*TRY IT*:
Which of the lines below include "argument"? Each one should be copied out.

*THE DATA*:
PR #1146, opened 2021-03-26
Increment RV version to 0.13.1

lewfish:


AdeelH:
@lewfish shouldn't this have been merged into master as well? There's some weirdness going on with dependency resolution in doc builds (e.g. https://readthedocs.org/projects/raster-vision/builds/17229095/) seemingly due to the mismatch between the version number in master (0.13) and the one on pypi (0.13.1).

Does it make sense to change the version numbers in all `setup.py`s to 0.13.1?

lewfish:
> @lewfish shouldn't this have been merged into master as well? There's some weirdness going on with dependency resolution in doc builds (e.g. https://readthedocs.org/projects/raster-vision/builds/17229095/) seemingly due to the mismatch between the version number in master (0.13) and the one on pypi (0.13.1).
> 
> Does it make sense to change the version numbers in all `setup.py`s to 0.13.1 on master?

The docs for the release process say not to push this to `master`. (See step 3 in https://docs.rastervision.io/en/0.13/release.html#bug-fix-release.) But, I don't see the reason for this. I think it makes more sense to push it to `master` especially if it fixes the build.

PR #1151, opened 2021-04-21
Add within argument to filter_by_aoi

lewfish:
This adds a `within` argument to the `Box.filter_by_aoi` method, which is used in another project to include windows that merely intersect with the AOIs. It doesn't really make sense to add this an option to the config for classification, semantic segmentation, or object detection.

### DIFF
--- a/rastervision_core/rastervision/core/box.py
+++ b/rastervision_core/rastervision/core/box.py
@@ -4,7 +4,7 @@ import math
 import random
 
 import numpy as np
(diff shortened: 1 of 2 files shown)


AdeelH:
How about an `ioa_threshold` param instead of `within` for deciding which windows to keep? It would allow avoiding windows with very small intersections with the AOI.

AdeelH (approved):

PR #1152, opened 2021-04-22
Add some options needed for SpaceNet SSL experiments

lewfish:
This PR adds some options that were needed for running experiments on SpaceNet using SSL. These were used in https://github.com/lewfish/ssl/blob/main/spacenet/spacenet_ssl.py

### DIFF
--- a/.gitignore
+++ b/.gitignore
@@ -114,6 +114,3 @@ deployment/ansible/*.retry
 ./data
 ./notebooks
 .vscode/
-
-# dir that is mounted to /opt/data
-data/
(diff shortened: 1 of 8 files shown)


.gitignore
```diff
@@ -114,6 +114,3 @@ deployment/ansible/*.retry
 ./data
 ./notebooks
```
AdeelH, line 115: These actually do not seem to work. My understanding is that `/data/` or `data/` will ignore the `data` directory, while `/data` will additionally ignore any file named `data`.

I think `/data/` and `/notebooks/` is what we want.

AdeelH (approved):
I didn't realize I hadn't approved this.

*EXERCISE RESPONSE*:
Add within argument to filter_by_aoi
This adds a `within` argument to the `Box.filter_by_aoi` method, which is used in another project to include windows that merely intersect with the AOIs. It doesn't really make sense to add this an option to the config for classification, semantic segmentation, or object detection.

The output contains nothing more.